WEB担当者がWEB制作会社に見積もりを依頼する際、必要な資料として「RFP(Request For Proposal:提案依頼書)」を作成することがあります。
今回は、初心者WEB担当者向けに、RFPとは何か?RFPを作成するメリットとは?そして、RFPを作成する際に大切なポイントについて解説したいと思います。
目次
そもそも、RFPとは何か?
Request For Proposal(提案依頼書)
例えばWEB制作会社などに作業を依頼する際に、見積もり金額をはじめ、どのような条件で作業を受けることができるかといった提案を依頼するための資料。RFPによって、作業案件の「背景」「目的」「狙い」を先方に伝えることによって、精度の高い提案を獲得することを目的とした資料です。
RFPを作成するメリットとは?
RFPを作成するメリットは、精度の高い(=良いコストパフォーマンスの期待が持てる)提案資料をもらうことにあります。

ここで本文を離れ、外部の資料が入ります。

PR #468, opened 2019-11-21
Switch to pandas theme

yuvipanda:
Ref https://github.com/jupyterhub/team-compass/issues/225. I like
the new theme as well.

The top level headers still need to be sorted out.


yuvipanda:
image

is how it looks now, but it shouldn't look like that.

choldgraf:
In my case, I generally needed to:

1. Define which pages I wanted as top-level headings
2. For each one, make sure there was an "index" page for that heading. In many cases this corresponded to folders in the `source` folder, so each folder had an `index.rst` file. But in other repositories with a flat structure, I just made an `index-heading1.rst` and `index-heading2.rst` file etc.
3. In each index page, its `.. toctree::` should point to the pages for that sub-heading.
4. On the *main* index page, it should *only* have a `.. toctree::` that points to the top-level heading index pages.

Does that help?

choldgraf:
hey @yuvipanda - I hope that it is OK with you, but I just pushed a commit to your branch that fixes up some of the page naming and index issues, and also adds a little logo for the site. Lemme know what you think - feel free to change anything, or to ask for any changes.

choldgraf:
(btw - it was super easy to reorganize the index files because these docs are **awesomely** organized)

PR #335, opened 2019-05-19
Limit memory available in integration tests

yuvipanda:
- Run all integration tests with a 768MB memory limit,
  so we know when we're using too much RAM
- Document this memory requirement in our docs.

Fixes #257

 - [x] Add / update documentation
 - [x] Add tests

PR #479, opened 2020-01-13
Fix failing integration tests

GeorgianaElena:
Apparently the 768MB memory limit is not enough anymore and it caused the integration tests failure.
Increasing it to 1GB seems to solve the issues (at least for now).

ref: https://github.com/jupyterhub/the-littlest-jupyterhub/issues/257 and https://github.com/jupyterhub/the-littlest-jupyterhub/pull/335

P.S: Remaining things to do for the tests to pass: find out why the test in https://github.com/jupyterhub/the-littlest-jupyterhub/pull/453 fails.


yuvipanda:
Awesome!!! Thank you for digging in and taking care of this :)

PR #491, opened 2020-01-25
[MRG] Fix integration test for new pip

### LINKED ISSUE #490: Failing integration tests
I think the first new feature in https://pip.pypa.io/en/stable/news/#features is the reason that the integration tests now fail.

The way I read the test that fails is that it checks that you can't install packages as a "user". However the new version of `pip` will switch to "user install" mode when it detects that the global directory isn't writeable. 

i think the thing for us to test now is that `pip install` as a user installs the package to a location that isn't "the system location" (for pip 20.x and up) or fails (old versions of pip).

Pretty sure that in either case nothing in TLJH has broken, it is "just" our test that users can't install things globally that is getting a false positive.

betatim:
This is an attempt to fix the integration test. Closes #490.

The TL;DR is that the [newest version of pip](https://pip.pypa.io/en/stable/news/#features) will switch to the behaviour of `pip install --user ...` when you run `pip install ...` without being able to write to the global package directory. This means our integration test started to fail because the install we were doing now succeeded. However we were testing if a user could install things to the global directory or not. This means the test failing was a false positive (the install succeeded but not because the user could write to the global dir).

This PR makes it so that the `pip` command used in the test won't enable `--user` if it can't write to the global directory. Instead it will fail (as it used to).

An alternative would be to check if the pip command fails and if it succeeds check the location the package got installed to.

### DIFF
--- a/integration-tests/test_install.py
+++ b/integration-tests/test_install.py
@@ -207,6 +207,7 @@ def test_pip_upgrade(group, allowed):
                 "-m",
                 "pip",
                 "install",
+                "--no-user",
                 "--ignore-installed",
                 "--no-deps",
                 "testpath==0.3.0",
@@ -218,6 +219,7 @@ def test_pip_upgrade(group, allowed):
             [python, "-m", "pip", "install", "--upgrade", "testpath"],
             preexec_fn=partial(setgroup, group),
         )
+
 
 def test_symlinks():
     """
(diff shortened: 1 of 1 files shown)


GeorgianaElena:
Yaay! Thanks for fixing this @betatim :sparkles:

Issue #488, opened 2020-01-23
How to disable use of TLS version 1.0


aye-aye-aye:
Our tljh has been flagged for a few vulnerability issues in a recent Qualys scan. We'd like to disable use of TLS v1.0 and v1.1 and some legacy block ciphers.

From reading the docs, I think we have to adjust the settings in /opt/tljh/state/traefik.toml, but I can't get it to work when following the advice laid out here: https://docs.traefik.io/https/tls/#tls-options

We are using manual HTTPS with an existing self-signed key and cert as described here: http://tljh.jupyter.org/en/latest/howto/admin/https.html#manual-https-with-existing-key-and-certificate

Has anyone any advice on how to disable TLS v1.0-1, or set minimum version as v1.2?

精度の高い提案をもらうためには、そもそも事前にどこまで提案をしやすい情報や状況を提供していたかによって、大きく変わります。
発注者と受注者はいわば映し鏡、発注者がそれなりの事前対応しかおこなわないと、受注者もそれなりの提案しかできません。
初めての取引きの場合、受注者は依頼案件の「筋」や「中身」の善し悪しを、発注担当者から聞いた情報等を元に想像しながら、どこまでリスクを取るか考えながら見積書も作成していきます。
ここで、大切なポイントは発注者側で「どこまで案件の中身が落とし込まれているか?」です。

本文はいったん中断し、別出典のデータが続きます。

Issue #239, opened 2018-11-23
Add upgrade CI


yuvipanda:
Our CI should be able to run upgrades from current master to any PR, and fail if the current suite of tests fail.

PR #511, opened 2020-02-17
Update tests

GeorgianaElena:
This PR makes the tljh installation in integration tests more simmilar to a production install.
This means:
- we are not copying anymore the source code into the test docker container
- we are only copying into the docker container the bootstrap script and the integration tests
- when we install tljh from git in the bootstrap script, we're not using the `--editable` flag anymore

Some small refactoring also happened:
 - Reuse venv setup command in unit + doc tests
 - Reuse docker executor in unit + doc tests

I've removed the `requirements-base.txt` from MANIFEST and made the bootstrap scrip install the branch with this PR to make sure this new version of the integration tests can catch this issue we had https://github.com/jupyterhub/the-littlest-jupyterhub/issues/502 and it did :confetti_ball: (circleci proof [here](https://circleci.com/gh/GeorgianaElena/the-littlest-jupyterhub/703)).

closes https://github.com/jupyterhub/the-littlest-jupyterhub/issues/503
 
closes https://github.com/jupyterhub/the-littlest-jupyterhub/issues/239


GeorgianaElena:
While trying to add an upgrade test (ref: https://github.com/jupyterhub/the-littlest-jupyterhub/issues/239), I realized that this PR is not ready yet as it always installs the master branch and not the PR branch as it should.

Have to find a way to make `tljh_repo_path` be the PR branch, so this is still a work in progress.

GeorgianaElena:
I believe I might have a review-able version :sparkles: 
Some things worth noting:
* CircleCi doesn't provide an environmental variable for the brach of the fork from where the PR was openend so I used this hack to take it:
```
PR_INFO_URL=https://api.github.com/repos/$CIRCLE_PROJECT_USERNAME/$CIRCLE_PROJECT_REPONAME/pulls/$CIRCLE_PR_NUMBER
PR_BRANCH=`(curl -s $PR_INFO_URL | jq -r ".head.ref")`
```
* And this PR_BRANCH is used to form the TLJH_BOOTSTRAP_PIP_SPEC like this:
```
git+https://github.com/$CIRCLE_PROJECT_USERNAME/the-littlest-jupyterhub.git@$PR_BRANCH
```

betatim:
Ill take a look and start thinking :)

betatim:
Did some reading about the environment variables CircleCI gives us. I was thinking about how we could get the code from the PR/create the PIP spec without having to do the [gymnastics you mentioned](https://github.com/jupyterhub/the-littlest-jupyterhub/pull/511#issuecomment-588980506). It works but the fact that it requires so much acrobatics makes me think "woah, this will keep breaking". But this is just a hunch. Right now I don't have a good alternative idea.

So at the moment reading and thinking about how all this works in TLJH and the tests.

GeorgianaElena:
I'm not happy with that hack either, but I just didn't find a better way of doing it :cry:

.circleci/config.yml
```diff
@@ -1,33 +1,139 @@
...
+        steps:
+            - run:
+                name: Run basic tests
+                command: |
+                    PR_INFO_URL=https://api.github.com/repos/$CIRCLE_PROJECT_USERNAME/$CIRCLE_PROJECT_REPONAME/pulls/$CIRCLE_PR_NUMBER
+                    PR_BRANCH=`(curl -s $PR_INFO_URL | jq -r ".head.ref")`
+                    if [ "$PR_BRANCH" == "null" ];then
+                        PR_BRANCH=$CIRCLE_BRANCH
+                    fi
+                    BOOTSTRAP_PIP_SPEC=git+https://github.com/$CIRCLE_PROJECT_USERNAME/the-littlest-jupyterhub.git@$PR_BRANCH
```
minrk: We shouldn't need to extract branche and repo info from the PR because the repo and commit being built should be enough:

```suggestion
BOOTSTRAP_PIP_SPEC=git+$CIRCLE_REPOSITORY_URL@$CIRCLE_SHA1
```

However, what might be even simpler is to use a *local path* to the current checkout, rather than referring to the repo. That can be another PR, though. If the current repo is mounted as a volume to the test container or already checked out there somehow, then we should be able to do

```suggestion
BOOTSTRAP_PIP_SPEC=file:///path/to/tljh-checkout
```

GeorgianaElena: Thanks for reviewing this @minrk.
If I understood things right, before this PR, we were actually using a local path to the current checkout:
* we were copying the current checkout code into /srv/src in the test container [here](https://github.com/jupyterhub/the-littlest-jupyterhub/blob/master/.circleci/integration-test.py#L88)
* TLJH_BOOSTRAP_PIP_SPEC was set to /srv/src in [the Dockerfile](https://github.com/jupyterhub/the-littlest-jupyterhub/blob/master/integration-tests/Dockerfile#L25)

But this approach, although simpler, led to [this error](https://github.com/jupyterhub/the-littlest-jupyterhub/issues/502) not being caught by the tests. This is why I tried keep in the test container only the integration tests and the bootstrap script and nothing else.

However, the suggestion to use the CIRCLE_SHA1 is really great and will help get rid of that ugly hack to extract the branch.

Thanks!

そして、提案者にそれらの情報を適切に伝える手段、それが「RFP(提案依頼書)」です。
制作会社に口頭で業務見積もりを依頼するのではなく、きちんと文字に落とされた情報を伝えることによって、誤差の少ない見積もり書が提示される可能性が高くなります。
また、その後の価格調整をおこなう際に「言った言わない」のトラブルを未然に防ぐこともできます。

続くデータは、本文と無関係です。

PR #96, opened 2018-06-07
Process monitor6963

carterbs:
Revamp of the process monitor, now "For humans".

Test using finsemble branch processMonitor6963

https://github.com/ChartIQ/finsemble/pull/728


configs/application/config.json
```diff
@@ -51,14 +52,21 @@
 					"Toolbar",
 					"App Launcher",
 					"Workspace Management Menu",
-					"Finsemble Linker Window",
+					"linkerWindow",
```
carterbs: Moved all of these components out of the default agent so they won't show up in "simple view", which hides the system components process.

configs/application/presentationComponents.json
```diff
@@ -217,7 +217,7 @@
 				}
 			},
 			"component": {
-				"spawnOnStartup": true,
+				"spawnOnStartup": false,
```
carterbs: These two were components we weren't using

PR #97, opened 2018-06-10
Inject floated 5966

thorsent:
This adds an absolutely positioned drag handle to the window header. This will replace all of the webkit-app-region: drag stuff that we baked into the header.

The reason for this is because chromium has a bug where the fixed drag region becomes unreachable when the window is scrolled. This absolutely positioned drag handle is a way to deal with that problem.

Status:
- Need to find a way to test this. Currently welcome component works fine with scroll (it didn't in the past?) and I can't get adhoc components working (known site foxnews.com has the scroll problem but I can't get it to show)
- Currently all draggable stuff is still working and a thin red bar appears where the drag handle is positioned. In production we'll make it full height and get rid of the background color.
- Need to hide/show the drag header during drop operations probably?


carterbs:
@thorsent about to review this. heads up that I can't change the base to develop without 150 commits showing up. Don't know what's wrong there.

PR #98, opened 2018-06-11
Whitelabeling - #7172

DanNicolai:
Runs linked to Finsemble Master.

- Variables were put in the _theme.css file and replacements were made across seed. 
- Overrides for those variables can be placed in _themeWhitelabel.css, or _variablesWhitelabel.css as a fallback.
- Tested overriding fonts, icons and classes with override files, everything appears to be in working order.


carterbs:
Same PR as tabs and styles.

PR #107, opened 2018-06-22
increase URL length allowed in adHocComponents

kriswest:
Increase max input length on adHocComponent form (only allowed 40 char URLs previously)


thorsent:
@kriswest @NinjaManatee fixed in "develop" branch. We've eliminated the character limit.

PR #111, opened 2018-06-26
Save active workspace when saveAs/new/export workspace

carterbs:
On saveAs, new Workspace, and export, check to see if autosave is enabled. If so, save the workspace before performing the action.

We should consider moving this functionality into the workspaceClient API. For now, the responsibility lies with the UI.


DanNicolai:
Tested this and appears to work initially. Further testing revealed that there's windows persisting through workspaces, but I'm 80% sure that's a separate issue.

PR #115, opened 2018-06-27
Show search menu below launching component

NinjaManatee:
If the height of the toolbar is changed to have multiple rows, and search is placed on the second row, the search menu will still appear below the first row. This change uses the bounds of the launching element to set the position of the searchMenu.


src-built-in/components/toolbar/stores/searchStore.js
```diff
@@ -59,17 +59,19 @@ var Actions = {
...
+				// 	position: 'relative',
+				// 	left: target.getBoundingClientRect().left,
+				// 	forceOntoMonitor: true,
+				// 	top: 'adjacent',
+				// 	spawnIfNotFound: true
+				// };
 
 				var bounds = document.getElementById("inputContainer").getBoundingClientRect();
-				menuWindow.showAt(window.screenX + bounds.left, target.offsetHeight + window.screenY, null, function (err, data) {
+				menuWindow.showAt(window.screenX + bounds.left, bounds.bottom + window.screenY, null, function (err, data) {
```
thorsent: @NinjaManatee I think we should be using LauncherClient.showWindow(top:"adjacent")

We should also be using WindowClient.isMouseOverDOMElement() instead of mouseInBounds.

Ugh, just kills me when we don't use our own convenience functions...

carterbs: @NinjaManatee if inputContainer isn't there for some reason you're going to get a nasty javascript exception.

src-built-in/components/toolbar/stores/searchStore.js
```diff
@@ -59,17 +59,19 @@ var Actions = {
...
-				let params = {
-					monitor: 'mine',
-					position: 'relative',
-					left: target.getBoundingClientRect().left,
-					forceOntoMonitor: true,
-					top: 'adjacent',
-					spawnIfNotFound: true
-				};
+
+				// TODO: Should we keep this to use later, or remove it?
```
carterbs: remove as much unused code as possible

src-built-in/components/toolbar/stores/searchStore.js
carterbs: @thorsent re: showWindow, it was auto-focusing causing issues with the search menu's animations and stuff. Ryan used showAt to circumvent that problem.

NinjaManatee: @thorsent @carterbs I think I've addressed your comments. I don't want to change to using showWindow because of the issue Brad mentioned. I've added a comment for future clarity.

PR #120, opened 2018-07-02
Recall zoom 7837

thorsent:


carterbs:
@thorsent Does this need review?

thorsent:
@carterbs I'm going to add remembering scroll position as well as zoom, but zoom is done and I wouldn't mind some eyes on it.

thorsent:
Based on feedback from JPM, they need zoom much more than scroll, so pushing this through review as just zoom.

何より、事前にきちんとした文面でRFPを出すことによって、受注者は発注者の期待に応えようと、より具体的な提案を行ってくれる行動につながっていきます。
RFP作成のポイント
① お願いしたい作業内容だけを伝えるのではない!
プロジェクトの背景、目的、狙いが共有されて初めて最適な提案が可能となります。
② 制作会社の選定基準を明確に示す。
コンペの場合、自社が重要だと思っている選定基準はあらかじめ明文化しておきましょう。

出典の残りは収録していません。